Audio ML Noise Reduction

Real-time background noise suppression for Teams, Zoom, and any communication app. Built from scratch — custom-trained U-Net model, ONNX inference, virtual audio routing. No cloud. No subscription. Runs entirely on your machine.

The Problem

Background noise on calls is a solved problem for big tech but a black box — you can't control it, tune it, or understand it. This project builds the full pipeline from scratch: dataset preparation, model architecture, training loop, ONNX export, and a real-time inference pipeline that integrates with any app that accepts a microphone input.

The result is a noise suppressor that runs locally at ~100ms latency, costs nothing per call, and exposes every parameter so you can tune it to your environment.

How It Works

Your mic (16 kHz)
    │
    ▼  Short-Time Fourier Transform (STFT)
       Window: 32ms  |  Hop: 8ms  |  Hann window
       Output: log-magnitude spectrogram [257 freq bins × 22 frames]
    │
    ▼  Custom U-Net (ONNX, CPU inference, ~15–25ms per window)
       Predicts a soft mask [0–1] per time-frequency bin
       Applies mask to noisy spectrogram → clean magnitude
    │
    ▼  Inverse STFT + Overlap-Add (OLA)
       50% Hann window overlap — constant-power reconstruction, no seam artifacts
    │
    ▼  Post-processing EQ
       +5 dB bandpass boost (100 Hz – 1 kHz) — restores voice body
       attenuated by noisy-phase ISTFT reconstruction
    │
    ▼  Soft noise gate with 800ms hold
       Attenuates only true silence — consonants always pass through
    │
    ▼  Virtual audio cable → your app sees a clean mic

The pipeline runs natively at 16 kHz — the model's training sample rate — which eliminates resampling and the boundary artifacts it introduces.

Quick Start

1. Install dependencies

pip install sounddevice numpy scipy onnxruntime torch torchaudio tqdm

2. Install a virtual audio cable

Windows: VB-Audio Virtual Cable (free)
Mac: BlackHole (free)

3. Find your audio device indexes

python list_devices.py

Set MIC_INDEX and CABLE_INDEX at the top of ml_denoiser_pipeline.py.

4. Get the model

Option A — Download pretrained weights (recommended): Download denoiser.onnx from Releases and place it in the project root.
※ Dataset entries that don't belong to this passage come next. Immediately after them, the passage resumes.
PR #406, opened 2015-07-18
fix(localForage): support running inside web workers

### LINKED ISSUE #402: use localforage in a serviceworker
Hi,

I would like to use localforage in a serviceworker. Version 1.2.4 in Chrome 43 throws a reference error on line 963 "window undefined", because there is no window in the serviceworker. 

Window was removed in #144 but reintroduced in #237. 

Should localforage or should it not be usable in a webworker / serviceworker environment?

I'll see if I can get it to work.

thgreasi:
Related to #350.
Resolves #402.


test/test.webworkers.js
```diff
@@ -26,11 +26,17 @@ DRIVERS.forEach(function(driverName) {
...
         if (!Modernizr.webworkers) {
-            it.skip("doesn't have web worker support");
+            it.skip('doesn\'t have web worker support');
 
             return;
         }
 
+        if (driverName === localforage.LOCALSTORAGE ||
+            driverName === localforage.WEBSQL) {
+            it.skip(driverName + ' is not supported in web workers');
```
thgreasi: https://developer.mozilla.org/en-US/docs/Web/API/Worker/Functions_and_classes_available_to_workers

thgreasi:
@tofumatt , thanks to @remkoboschker 's help, this PR now also contains tests for service workers.
They currently do not run inside PhantomJS, only locally with [Chrome 44+ or firefox nightly with the dom.serviceworker enabled](https://github.com/mozilla/localForage/issues/402#issuecomment-124472099) (as @remkoboschker noted).
W8ting 4 review.

tofumatt:
Cool! I'm in Iceland for the week so I might not get to it until Sunday evening or Monday. But I'm on it ASAP!



- tofumatt

thgreasi:
I guess that Iceland-cool should be way cooler than Greece-cool, especially
this time of the year 😀

thgreasi:

tofumatt:
Sorry not yet but I'll check in a few hours. Iceland messed up my brain and I slept all afternoon! o_O



- tofumatt

dist/localforage.js
```diff
@@ -1828,6 +1829,10 @@ requireModule('promise/polyfill').polyfill();
         global.webSQLStorage = mod.exports;
     }
 })(this, function (exports, module) {
+    'use strict';
+
+    var _systemImportTransformerGlobalIdentifier = typeof window !== 'undefined' ? window : self;
```
tofumatt: Say that five times fast! :wink:

tofumatt:
Merged in cf6f1d11218e3453463f243e684d996c7a2eaf76!

thgreasi:
Tadaaa.
Late sleepless hot summer night's commits...
Can't even say it right two times.

dist/localforage.js
thgreasi: Sorry for the naming :disappointed: but this variable name is generated by babel-plugin-system-import-transformer@1.1.4 using the babel-provided `generateUidIdentifier` method to avoid conflicts.
The variable itself is used in the code transformations of `System.import` calls instead of just using `var global = window`.
This
* is required for web/service workers &
* allows for better minification, since it appears only once in the outemost scope of each transformed file that uses `System.import`. (In older versions this would appear once per `System.import` transformation.

It seems that [this was reverted](https://github.com/mozilla/localForage/blob/cf6f1d11218e3453463f243e684d996c7a2eaf76/dist/localforage.js#L1568-L1581) by ceab4ad15695e148e3a49ff2a3881264e3eeb841.

Can you please confirm that the latest versions of the npm package was used before this commit?

tofumatt: Oh shoot. I didn't mean to do that it must have done the build with an old version. I'll patch that up ASAP. Thanks. 



—

tofumatt: Should be fixed here: 0876fbcb5520d857d7d00b96e9a9edc81b8a76a6

thgreasi: Great! :+1:

lilred:
It'd be nice if support for web workers was documented :)

tofumatt:
@lilred If you could file a separate bug for that it would be great. Sadly support for web workers is spotty because Safari doesn't yet support everything we need to use IndexedDB with it, so only Chrome and Firefox support workers, if I recall correctly.

nolanlawson:
Safari now supports IDB in Web Workers [as of Safari 10](https://developer.apple.com/library/prerelease/content/releasenotes/General/WhatsNewInSafari/Articles/Safari_10_0.html). In Pouch, we've been evaluating the new WebKit IDB and it looks pretty good, although quite a bit slower than WebSQL. Needs more investigation though. I'm still waiting for someone to write the big "Is Safari IndexedDB ready yet?" blog post.

tofumatt:
Good to know! If there's a particular issue or somewhere I can follow along (or something I can do to help) let me know.

Issue #413, opened 2015-08-03
v1.2.6, Browserify and Ampersand-localforage 


rejas:
Since this weekend our build system chokes on the updated version of localforage. Using Browserify and ampersand-localforage we get this error:

13:31:18 [13:31:30] Browserify Error { [SyntaxError: Unexpected token (144:10) while parsing /home/.../node_modules/ampersand-sync-localforage/node_modules/localforage/src/localforage.js while parsing file: /home/.../node_modules/ampersand-sync-localforage/node_modules/localforage/src/localforage.js]

The version before just worked fine with the current ampersand-localforage/browserify :-(  Any hints on what we can change maybe on our side?

tofumatt:
No, this is my fault, sorry :cry: 

When we did the refactor into es6 we removed support for including `src/localforage.js` and require people to include the fully built version in `dist`. I've never officially supported including the source files but I think it's always worked until now and a lot of people have been doing it--but it causes us headaches :smile: 

I should have marked this as a version bump to 1.3 and didn't. I'll push 1.2.7 soon and it should continue working. Then I'll push 1.3, which won't work as you've been using but should work with the `dist/` version.

Sorry about all this. Should be fixed soon.

thgreasi:
Me sorry too :(

tofumatt:
Uploaded a new release to GitHub and npm. This should be fixed now, but there will be a new release later today: 1.3 that **will not support loading `src/localforage`** and will only work with the `dist/localforage.js` version.

thgreasi:
We  also have to change the "browser" field in package.json to target the
dist file as well.

On Mon, Aug 3, 2015, 14:57 Matthew Riley MacPherson <
notifications@github.com> wrote:

> No, this is my fault, sorry [image: :cry:]
>
> When we did the refactor into es6 we removed support for including
> src/localforage.js and require people to include the fully built version
> in dist. I've never officially supported including the source files but I
> think it's always worked until now and a lot of people have been doing
> it--but it causes us headaches [image: :smile:]
>
> I should have marked this as a version bump to 1.3 and didn't. I'll push
> 1.2.7 soon and it should continue working. Then I'll push 1.3, which won't
> work as you've been using but should work with the dist/ version.
>
> Sorry about all this. Should be fixed soon.
>
> —
> Reply to this email directly or view it on GitHub
> <https://github.com/mozilla/localForage/issues/413#issuecomment-127209459>
> .
>
-- 
*Thodoris Greasidis*
[...]

PR #415, opened 2015-08-06
chore: add module wide babel & browserify configs to fix 3rd party builds

### LINKED ISSUE #412: It broke for browserify
Browserify does not check the existence of the "browser-field" in the npm package.json. Even with babelify, it does not work.

thgreasi:
Properly resolves #412 & #413 for the ES6 codebase.

### DIFF
--- a/.babelrc
+++ b/.babelrc
@@ -1,0 +1,4 @@
+{
+  "loose": "all",
+  "plugins": ["system-import-transformer"]
+}
--- a/Gruntfile.js
+++ b/Gruntfile.js
@@ -34,12 +34,9 @@ module.exports = exports = function(grunt) {
     grunt.initConfig({
         babel: {
             options: {
-                loose: 'all',
                 modules: 'umd',
                 moduleIds: true,
-                // sourceMap: true,
-                getModuleId: babelModuleIdProvider,
-                plugins: ['system-import-transformer']
+                getModuleId: babelModuleIdProvider
             },
             dist: {
                 files: {
@@ -55,10 +52,8 @@ module.exports = exports = function(grunt) {
             client: {
                 options: {
                     transform: [['babelify', {
-                        loose: 'all',
                         moduleIds: true,
-                        getModuleId: babelModuleIdProvider,
-                        plugins: ['system-import-transformer']
+                        getModuleId: babelModuleIdProvider
                     }]]
                 },
                 src: [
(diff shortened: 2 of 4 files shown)


thgreasi:
The whole point of this PR it to fix localforage for browserify users, before changing the current build system so that we point all users to the `dist` files.

It still points browserify to the `src` files (like before the babel&es6 changes) but discloses the transformations and configurations required to build localforage sources with `browserify` (specifically `babelify` and `system-import-transformer`).

In my tests [open-flight-planner](https://github.com/Turbo87/open-flight-planner) seems to work, requiring only `system-import-transformer`.
@rejas, @Turbo87, @bhamblok can you cross check that your apps work with [this branch](https://github.com/thgreasi/localForage/tree/3rdparty-babelify-build-fix)?

rejas:
thx, will take a look at it tomorrow morning

rejas:
Not sure, maybe I am doing somehting wrong, but I get when using your branch:

[11:03:17] Browserify Error { [ReferenceError: Unknown plugin "system-import-transformer" while parsing file: /Users/mveeck/Projekte/.../node_modules/ampersand-sync-localforage/node_modules/localforage/src/localforage.js]

thgreasi:
**TL;DR** You need to install [system-import-transformer](https://github.com/thgreasi/babel-plugin-system-import-transformer).

This is absolutely expected, since when using browserify to build a `node_module` into your dist, you need to have all the required transformers and plugins installed.
Browserify would also complain in case you were missing babelily itself, since it is [a dependency specified for the browserify build in package.json](https://github.com/thgreasi/localForage/blob/8b34f2904f90ede9267244e685bf39d5d7acfead/package.json#L52-L54).

As I said earlier, this is just a quick fix to allow browserify users to use the code in the master branch again. This is obviously not an ideal solution but just a temporary one. The next step is to point them to a browserify-friendly dist file (unfortunately this was never the case before).

rejas:
Installed it, and it worked fine. :thumbsup:  Thanks for the work, hope it gets merged.

thgreasi:
Just pushed 352d258a44c7996b659a90d3bab672c5b0fe18b4 that modifies the browserify build test, to use the module sources (and build options) as defined in package.json.
Hopefully this will prevent us from breaking localforage for browserify users again.

tofumatt:
Sweeeeet!

This means the test is using the same build that anyone else using browserify would use now, right? :+1:

thgreasi:
Yea, more or less.
Most of the browserify build options have moved to package.json and a babel configuration file. Even in the test case we require the main repo directory, making browserify read package.json for the build options and file paths.
Next thing is to do the same for webpack testing.

PR #170, opened 2016-11-10
There are errors

pape-io:
PATCH VERSION

Context: validating business objects (create, update)

## Before:

In case of a custom structure content in the response body of a error response, lhs was not storing any error messages in errors. So methods like `save`, `update` etc. have been returning the boolean indicating if save or updated succeeded, but asking the `errors` object on the specific instance was telling us the opposite: no error.

This could lead to inconsistent states.

## Now:

In case of any LHC::Error the `errors` object returns and informs about errors.

### DIFF
--- a/lib/lhs/errors.rb
+++ b/lib/lhs/errors.rb
@@ -8,7 +8,8 @@ class LHS::Errors
     @messages = messages_from_response(response)
     @message = message_from_response(response)
     @raw = response.body if response
-  rescue JSON::ParserError # rubocop:disable Lint/HandleExceptions
+  rescue JSON::ParserError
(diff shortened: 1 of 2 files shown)


pape-io:
@Averethel what?!?! 🤔

Averethel:
@pape-io You just check that the error object is set. If I understand the intention correctly you'd want to forward the error message (e.g. validation error) you got in the response. Specs provided here do not do that and I think it would be worth to also test this behaviour. Unless this is already tested elsewhere.

pape-io:
@Averethel after talking in person. I'm going to add some test for the fallback structure provided through the errors object. Thank you 👍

Option B — Train from scratch:

python download_dataset.py   # ~4–5 GB DNS Challenge 4 subset
python train.py              # 50 epochs — GPU recommended, CPU works
python export_model.py       # PyTorch checkpoint → denoiser.onnx

5. Run

python ml_denoiser_pipeline.py
# Windows launcher:
start_pipeline.bat

In Teams / Zoom / your DAW, set the microphone to CABLE Output (VB-Audio Virtual Cable).

Two Pipelines

This project ships two runnable pipelines. Use the one that fits your situation.

ML Denoiser Pipeline (recommended)

File: ml_denoiser_pipeline.py Command: python ml_denoiser_pipeline.py or start_pipeline.bat

The full pipeline — U-Net ONNX inference, Overlap-Add synthesis, post-processing EQ, and soft noise gate. Best output quality. Requires denoiser.onnx (download from Releases or train from scratch).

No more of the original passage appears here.